Flitzer was a steel roller coaster  on the Surfside Pier in the amusement park Morey's Piers. The Flitzer was 1 of the 3 small coasters at Morey's Piers. It opened in 1983 and was manufactured by Zierer in 1969. In 2018, it was announced that the Flitzer would close for good after September 23, 2018. Due to weather, the send off for the ride was postponed to September 30, 2018. A roller coaster called Runaway Tram replaced the Flitzer in 2019. Three of the Flitzer's ride vehicles are now at Runaway Tram's entrance.

Refurbishments

In the 2004-2005 winter the Flitzer was taken down to be refurbished. They also changed the theme of the ride from space themed to surf themed.
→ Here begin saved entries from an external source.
PR #6861, opened 2025-06-23
os/board/rtl8730e: Limit max STA connection in SoftAP

jwei5:
- Set maximum STA connections allowed in SoftAP mode to 3

### DIFF
--- a/os/board/rtl8730e/src/component/wifi/driver/include/autoconf_8730e.h
+++ b/os/board/rtl8730e/src/component/wifi/driver/include/autoconf_8730e.h
@@ -32,7 +32,11 @@
 
 /************************* Default Values of User Configure *****************************/
 /* Upper limit of STAs connected with SoftAP, more STAs connected will cost more heap*/
+#ifdef CONFIG_PLATFORM_TIZENRT_OS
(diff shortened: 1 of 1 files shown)


os/board/rtl8730e/src/component/wifi/driver/include/autoconf_8730e.h
```diff
@@ -32,7 +32,11 @@
 
 /************************* Default Values of User Configure *****************************/
 /* Upper limit of STAs connected with SoftAP, more STAs connected will cost more heap*/
+#ifdef CONFIG_PLATFORM_TIZENRT_OS
+#define AP_STA_NUM	3
+#else
 #define AP_STA_NUM	12
```
hk-gwak, line 38: Before this PR, the max number of station is 12? I thought there was no max number.

hk-gwak (approved):
LGTM

os/board/rtl8730e/src/component/wifi/driver/include/autoconf_8730e.h
jwei5: Yes, there is always a max number of stations supported for SoftAP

The ride was also moved when the RC-48 was removed from the pier. The Doo Wopper and the Flitzer was put in place of the RC-48.

Other Flitzer coasters
Among several other installations of the Flitzer roller coaster, two existed at Playland's Castaway Cove in Ocean City and Jenkinson's Boardwalk in Point Pleasant Beach. Playland's Flitzer was initially sold to Deggeller Attractions but was later scrapped, and Jenkinson's Flitzer has been relocated to Jolly Roger Amusement Park in Ocean City, Maryland under the name Barracuda. As of 2021, the only other permanent Flitzer model left in operation (in addition to Barracuda) worldwide is Speed Track at Rand Show in Johannesburg, South Africa. Other surviving Flitzer models also operate in traveling fairs, including Racing and Indy Racer Coaster (Reithoffer Shows).